Eine dünne Frauenstimme ließ ihn herumfahren. Agnes Rampoldt, die Altbäuerin von gegenüber, stand neben seinem Auto, schwer auf ihren Stock gestützt. Er ging die paar Schritte zu ihr und begrüßte sie.

»Schön, dass Sie nach den Blumen sehen«, schnarrte sie und klang dabei besorgt. »Der Hans hat’s schon seit ein paar Tagen nicht mehr geschafft.«

»Geht’s ihm denn nicht gut?«

Die Bäuerin zuckte mit den knochigen Schultern.

»Ich weiß es nicht. Man kann ja nicht ganz bis zu seiner Hütte fahren, und zu Fuß komm ich nicht mehr so weit. Aber wenn ich mir das Beet so anschaue …«

Sie wiegte betrübt den Kopf und schien das Schlimmste zu befürchten.

»Wann haben Sie den Roth denn zum letzten Mal hier gesehen?«

»Am Samstag war das. Erst hat er die Blumen gegossen, und dann ist er zum Kögelhof rüber und hat sich selbst gegossen.«

Agnes Rampoldt kicherte heiser und deutete in die Richtung der Alpe Kögelhof, einem gemütlichen Tagesgasthaus gleich hinter dem nächsten Weiler.

»Auf dem Heimweg ist er jedenfalls Schlangenlinien gefahren …«

Die Alpe war eine der Gastwirtschaften, in die der alte Roth gelegentlich einkehrte.
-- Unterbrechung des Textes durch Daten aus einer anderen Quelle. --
PR #7517, opened 2020-03-09
CB-3864 round robin for preffered subnet

doktoric:


environment/src/test/java/com/sequenceiq/environment/network/service/SubnetIdProviderTest.java
```diff
@@ -109,6 +109,26 @@ void testProvideShouldReturnAnySubnetWhenResultIsEmptyAndNoError() {
         Assertions.assertNotNull(actual);
     }
 
+    @Test
+    void testProvideShouldReturnAnySubnetWhenResultIsEmptyAndNoError1() {
```
topolyai5: What does it mean the `1` at the end of the test?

Ansonsten zog es ihn öfter zum Gockelwirt nach Eisenberg oder in die Schloßbergalm und manchmal, wenn er sich besonders spendabel fühlte, in den Bären nach Zell, ein feines Hotelrestaurant in direkter Nachbarschaft von Willy Haffmeyer, der ihn manchmal dort traf. Hansjörg Roth war trotz seines fortgeschrittenen Alters noch gut zu Fuß, und weitere Strecken bewältigte er mit seinem knatternden Mofa, an dem mit einer wackligen Kupplung ein zweirädriger Karren befestigt war. Dort war Platz für Gießkanne, Harke und Blumenerde – und manchmal, wenn er mehr als nur ein, zwei Bier zu viel erwischt hatte, auch für Roth selbst.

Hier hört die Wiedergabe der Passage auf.